◆ Directions for this task:
Find the line holding "PR #606, opened 2025-02-13" in the entries below. Give it again exactly, along with every line after it up to and including the line holding "Thanks for doing this!".

◆ Data extract:
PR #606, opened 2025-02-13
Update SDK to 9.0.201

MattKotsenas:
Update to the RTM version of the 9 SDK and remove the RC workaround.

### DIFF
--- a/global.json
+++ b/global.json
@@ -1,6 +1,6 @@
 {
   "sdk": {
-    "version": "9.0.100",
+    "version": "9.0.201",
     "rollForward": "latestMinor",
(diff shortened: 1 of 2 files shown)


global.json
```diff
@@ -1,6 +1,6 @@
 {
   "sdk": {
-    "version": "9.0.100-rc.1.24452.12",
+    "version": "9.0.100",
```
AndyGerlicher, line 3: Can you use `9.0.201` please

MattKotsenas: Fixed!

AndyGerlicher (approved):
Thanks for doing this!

---

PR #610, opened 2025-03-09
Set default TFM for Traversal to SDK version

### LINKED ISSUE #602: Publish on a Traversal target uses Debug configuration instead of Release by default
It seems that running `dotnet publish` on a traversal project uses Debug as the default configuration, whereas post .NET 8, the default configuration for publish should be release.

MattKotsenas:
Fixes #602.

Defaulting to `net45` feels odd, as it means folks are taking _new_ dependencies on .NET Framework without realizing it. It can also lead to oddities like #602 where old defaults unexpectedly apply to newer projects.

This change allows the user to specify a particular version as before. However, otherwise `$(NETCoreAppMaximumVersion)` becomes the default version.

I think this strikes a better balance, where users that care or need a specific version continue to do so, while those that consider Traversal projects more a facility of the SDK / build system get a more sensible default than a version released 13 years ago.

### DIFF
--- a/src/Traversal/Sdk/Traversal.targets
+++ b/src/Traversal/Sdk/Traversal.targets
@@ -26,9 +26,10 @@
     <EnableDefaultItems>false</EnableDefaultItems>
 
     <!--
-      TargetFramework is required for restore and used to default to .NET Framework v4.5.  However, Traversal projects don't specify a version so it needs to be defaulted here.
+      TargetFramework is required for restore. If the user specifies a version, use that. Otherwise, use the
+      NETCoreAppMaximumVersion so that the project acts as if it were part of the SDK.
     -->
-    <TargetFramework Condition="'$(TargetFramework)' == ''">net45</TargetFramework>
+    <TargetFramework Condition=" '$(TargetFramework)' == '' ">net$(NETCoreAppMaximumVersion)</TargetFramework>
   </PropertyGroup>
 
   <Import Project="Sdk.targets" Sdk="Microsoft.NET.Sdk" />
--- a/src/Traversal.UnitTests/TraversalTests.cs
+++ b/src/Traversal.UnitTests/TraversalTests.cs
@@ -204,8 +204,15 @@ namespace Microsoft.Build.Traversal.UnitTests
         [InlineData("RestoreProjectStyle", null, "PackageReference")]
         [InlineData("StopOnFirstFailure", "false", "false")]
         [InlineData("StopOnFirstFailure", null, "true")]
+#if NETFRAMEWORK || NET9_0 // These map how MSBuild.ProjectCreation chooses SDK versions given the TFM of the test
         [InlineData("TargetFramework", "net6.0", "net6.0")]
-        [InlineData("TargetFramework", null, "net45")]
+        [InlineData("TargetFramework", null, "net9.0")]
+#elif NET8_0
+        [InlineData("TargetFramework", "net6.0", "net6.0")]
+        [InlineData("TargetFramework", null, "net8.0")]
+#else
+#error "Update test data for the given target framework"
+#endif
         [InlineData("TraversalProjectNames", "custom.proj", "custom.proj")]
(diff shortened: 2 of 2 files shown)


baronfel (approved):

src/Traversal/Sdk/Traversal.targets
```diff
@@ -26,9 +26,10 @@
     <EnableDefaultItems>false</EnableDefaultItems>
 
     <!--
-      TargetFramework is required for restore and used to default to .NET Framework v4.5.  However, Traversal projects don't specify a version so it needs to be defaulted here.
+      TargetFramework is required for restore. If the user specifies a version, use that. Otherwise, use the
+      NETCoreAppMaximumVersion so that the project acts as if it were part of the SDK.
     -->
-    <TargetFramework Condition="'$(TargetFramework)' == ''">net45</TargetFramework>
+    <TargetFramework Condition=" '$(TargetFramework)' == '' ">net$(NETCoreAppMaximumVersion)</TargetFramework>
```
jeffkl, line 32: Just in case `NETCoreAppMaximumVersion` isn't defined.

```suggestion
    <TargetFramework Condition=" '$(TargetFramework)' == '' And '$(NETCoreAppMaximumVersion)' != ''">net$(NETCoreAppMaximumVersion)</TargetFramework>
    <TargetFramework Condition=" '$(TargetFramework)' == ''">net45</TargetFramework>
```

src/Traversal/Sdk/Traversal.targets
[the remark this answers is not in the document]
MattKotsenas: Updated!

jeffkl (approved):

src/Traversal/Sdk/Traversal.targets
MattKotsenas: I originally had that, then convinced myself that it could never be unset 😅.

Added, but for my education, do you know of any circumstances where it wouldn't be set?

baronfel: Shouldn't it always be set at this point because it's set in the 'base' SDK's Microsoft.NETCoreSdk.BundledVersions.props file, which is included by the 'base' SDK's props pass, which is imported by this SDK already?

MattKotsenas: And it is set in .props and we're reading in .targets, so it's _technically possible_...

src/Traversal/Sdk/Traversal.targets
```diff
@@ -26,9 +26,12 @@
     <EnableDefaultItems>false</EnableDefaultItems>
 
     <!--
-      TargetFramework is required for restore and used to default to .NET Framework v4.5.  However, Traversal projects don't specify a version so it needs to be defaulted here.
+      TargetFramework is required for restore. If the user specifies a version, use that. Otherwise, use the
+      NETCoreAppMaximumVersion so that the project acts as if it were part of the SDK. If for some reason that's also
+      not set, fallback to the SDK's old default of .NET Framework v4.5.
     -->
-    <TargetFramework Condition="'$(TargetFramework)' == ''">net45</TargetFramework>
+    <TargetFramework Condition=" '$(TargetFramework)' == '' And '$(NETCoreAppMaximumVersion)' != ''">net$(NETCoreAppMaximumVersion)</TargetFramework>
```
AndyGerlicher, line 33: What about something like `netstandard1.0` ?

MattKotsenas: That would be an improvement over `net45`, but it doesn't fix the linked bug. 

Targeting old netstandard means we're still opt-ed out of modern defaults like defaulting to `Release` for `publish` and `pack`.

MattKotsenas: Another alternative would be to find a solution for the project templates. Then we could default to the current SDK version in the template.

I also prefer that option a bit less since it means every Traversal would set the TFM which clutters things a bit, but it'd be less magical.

...

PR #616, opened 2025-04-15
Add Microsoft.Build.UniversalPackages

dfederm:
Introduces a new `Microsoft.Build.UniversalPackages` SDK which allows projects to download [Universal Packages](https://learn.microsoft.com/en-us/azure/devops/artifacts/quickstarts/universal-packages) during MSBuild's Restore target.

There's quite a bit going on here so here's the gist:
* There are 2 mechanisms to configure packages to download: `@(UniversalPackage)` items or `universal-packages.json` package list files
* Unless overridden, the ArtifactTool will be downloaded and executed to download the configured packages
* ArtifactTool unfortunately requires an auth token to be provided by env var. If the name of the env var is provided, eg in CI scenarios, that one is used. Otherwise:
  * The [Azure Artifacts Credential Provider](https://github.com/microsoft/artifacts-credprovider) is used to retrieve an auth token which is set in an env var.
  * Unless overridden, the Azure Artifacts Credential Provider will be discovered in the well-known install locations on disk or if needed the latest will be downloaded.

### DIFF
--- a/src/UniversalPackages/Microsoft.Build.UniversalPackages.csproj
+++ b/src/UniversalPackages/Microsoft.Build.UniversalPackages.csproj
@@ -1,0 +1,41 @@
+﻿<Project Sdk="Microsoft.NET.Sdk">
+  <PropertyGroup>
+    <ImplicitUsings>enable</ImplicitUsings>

◆ Reply to the task:
PR #606, opened 2025-02-13
Update SDK to 9.0.201

MattKotsenas:
Update to the RTM version of the 9 SDK and remove the RC workaround.

### DIFF
--- a/global.json
+++ b/global.json
@@ -1,6 +1,6 @@
 {
   "sdk": {
-    "version": "9.0.100",
+    "version": "9.0.201",
     "rollForward": "latestMinor",
(diff shortened: 1 of 2 files shown)


global.json
```diff
@@ -1,6 +1,6 @@
 {
   "sdk": {
-    "version": "9.0.100-rc.1.24452.12",
+    "version": "9.0.100",
```
AndyGerlicher, line 3: Can you use `9.0.201` please

MattKotsenas: Fixed!

AndyGerlicher (approved):
Thanks for doing this!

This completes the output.